(Records excerpted from a collection)
* * * *

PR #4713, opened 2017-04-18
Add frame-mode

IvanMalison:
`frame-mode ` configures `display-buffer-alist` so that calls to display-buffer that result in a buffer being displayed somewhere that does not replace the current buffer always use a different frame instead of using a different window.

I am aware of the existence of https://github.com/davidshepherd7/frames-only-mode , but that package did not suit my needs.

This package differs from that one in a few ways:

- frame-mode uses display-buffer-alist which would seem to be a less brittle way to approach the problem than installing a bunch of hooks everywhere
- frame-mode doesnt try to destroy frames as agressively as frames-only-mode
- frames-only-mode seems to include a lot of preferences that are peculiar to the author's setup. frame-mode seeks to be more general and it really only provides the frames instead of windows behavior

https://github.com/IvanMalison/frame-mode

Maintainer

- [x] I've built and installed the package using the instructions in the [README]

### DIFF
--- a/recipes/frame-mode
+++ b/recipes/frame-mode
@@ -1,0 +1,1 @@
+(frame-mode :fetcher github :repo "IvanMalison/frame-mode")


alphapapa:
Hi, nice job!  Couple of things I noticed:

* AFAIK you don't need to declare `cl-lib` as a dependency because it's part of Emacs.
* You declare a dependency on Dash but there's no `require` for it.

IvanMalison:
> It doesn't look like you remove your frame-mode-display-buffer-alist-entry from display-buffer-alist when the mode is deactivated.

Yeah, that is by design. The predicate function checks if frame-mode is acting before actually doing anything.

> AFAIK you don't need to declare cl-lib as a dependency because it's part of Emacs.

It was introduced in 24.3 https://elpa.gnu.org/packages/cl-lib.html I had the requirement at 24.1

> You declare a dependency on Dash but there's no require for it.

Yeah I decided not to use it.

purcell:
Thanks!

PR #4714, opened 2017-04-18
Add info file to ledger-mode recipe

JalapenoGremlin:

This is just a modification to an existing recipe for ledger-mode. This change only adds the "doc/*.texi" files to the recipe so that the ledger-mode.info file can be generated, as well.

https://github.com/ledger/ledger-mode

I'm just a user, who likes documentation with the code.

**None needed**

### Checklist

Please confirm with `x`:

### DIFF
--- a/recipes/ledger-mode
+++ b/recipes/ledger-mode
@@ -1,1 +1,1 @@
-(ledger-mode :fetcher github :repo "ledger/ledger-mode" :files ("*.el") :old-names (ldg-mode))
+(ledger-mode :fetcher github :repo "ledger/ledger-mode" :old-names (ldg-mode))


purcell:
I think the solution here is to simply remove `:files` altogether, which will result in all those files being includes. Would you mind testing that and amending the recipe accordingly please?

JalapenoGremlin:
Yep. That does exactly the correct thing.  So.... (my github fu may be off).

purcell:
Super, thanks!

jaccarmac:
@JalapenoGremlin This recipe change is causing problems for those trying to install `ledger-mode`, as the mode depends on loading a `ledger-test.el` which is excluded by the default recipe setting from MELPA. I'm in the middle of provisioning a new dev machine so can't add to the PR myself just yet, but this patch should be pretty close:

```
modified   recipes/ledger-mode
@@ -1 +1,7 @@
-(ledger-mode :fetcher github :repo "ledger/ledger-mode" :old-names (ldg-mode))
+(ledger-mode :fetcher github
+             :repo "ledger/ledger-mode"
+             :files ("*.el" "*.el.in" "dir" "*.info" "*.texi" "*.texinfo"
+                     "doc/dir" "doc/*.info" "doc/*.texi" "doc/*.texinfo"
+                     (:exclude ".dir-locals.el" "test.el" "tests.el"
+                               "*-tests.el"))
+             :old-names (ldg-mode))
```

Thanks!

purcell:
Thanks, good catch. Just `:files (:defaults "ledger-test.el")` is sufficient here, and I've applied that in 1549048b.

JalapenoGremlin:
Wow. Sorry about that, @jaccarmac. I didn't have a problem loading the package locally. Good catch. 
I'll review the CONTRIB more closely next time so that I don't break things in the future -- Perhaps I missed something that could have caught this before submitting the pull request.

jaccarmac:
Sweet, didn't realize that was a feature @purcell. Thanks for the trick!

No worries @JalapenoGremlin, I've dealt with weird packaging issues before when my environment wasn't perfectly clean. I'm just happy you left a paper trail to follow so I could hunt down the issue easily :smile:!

* * * *

Quote the records above from their first line through the line containing "I am aware of", both ends included.

PR #4713, opened 2017-04-18
Add frame-mode

IvanMalison:
`frame-mode ` configures `display-buffer-alist` so that calls to display-buffer that result in a buffer being displayed somewhere that does not replace the current buffer always use a different frame instead of using a different window.

I am aware of the existence of https://github.com/davidshepherd7/frames-only-mode , but that package did not suit my needs.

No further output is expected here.